Work task.
Every record below must be returned exactly as it was received.

Exercise materials.
PR #2534, opened 2025-09-28
Update plugin login flow

Ehsan-saradar:
## Description
Releated PR: https://github.com/vultisig/plugin-marketplace/pull/21

## Which feature is affected?

## Checklist

## Summary by CodeRabbit

* **New Features**
  * Adds plugin signing flows for connect and policy with a guided two-step popup and signature return.
  * Improves request UI: requester domain/favicon, verification badge, signing address display, and formatted message preview.
  * Adds reshare flow that returns a join URL.

* **Refactor**
  * Consolidates plugin handling under a dedicated Plugin provider instance.
  * Renames and reorganizes popup resolvers and related UI to align with new plugin flows.


clients/extension/src/inpage/providers/plugin.ts
```diff
@@ -0,0 +1,64 @@
...
+      ]) => {
+        const message = new TextEncoder().encode(rawMessage)
+
+        const params: PersonalSign = {
+          bytesCount: message.length,
+          chain: Chain.Ethereum,
+          message: new TextDecoder().decode(message),
+        }
+
+        switch (type) {
```
rcoderdev, line 29: Let's avoid using a switch case. Instead, let's implement a typed set of supported types, so that when a new type is added, we won't overlook it.

Ehsan-saradar:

Response area.
PR #2534, opened 2025-09-28
Update plugin login flow

Ehsan-saradar:
## Description
Releated PR: https://github.com/vultisig/plugin-marketplace/pull/21

## Which feature is affected?

## Checklist

## Summary by CodeRabbit

* **New Features**
  * Adds plugin signing flows for connect and policy with a guided two-step popup and signature return.
  * Improves request UI: requester domain/favicon, verification badge, signing address display, and formatted message preview.
  * Adds reshare flow that returns a join URL.

* **Refactor**
  * Consolidates plugin handling under a dedicated Plugin provider instance.
  * Renames and reorganizes popup resolvers and related UI to align with new plugin flows.


clients/extension/src/inpage/providers/plugin.ts
```diff
@@ -0,0 +1,64 @@
...
+      ]) => {
+        const message = new TextEncoder().encode(rawMessage)
+
+        const params: PersonalSign = {
+          bytesCount: message.length,
+          chain: Chain.Ethereum,
+          message: new TextDecoder().decode(message),
+        }
+
+        switch (type) {
```
rcoderdev, line 29: Let's avoid using a switch case. Instead, let's implement a typed set of supported types, so that when a new type is added, we won't overlook it.

Ehsan-saradar:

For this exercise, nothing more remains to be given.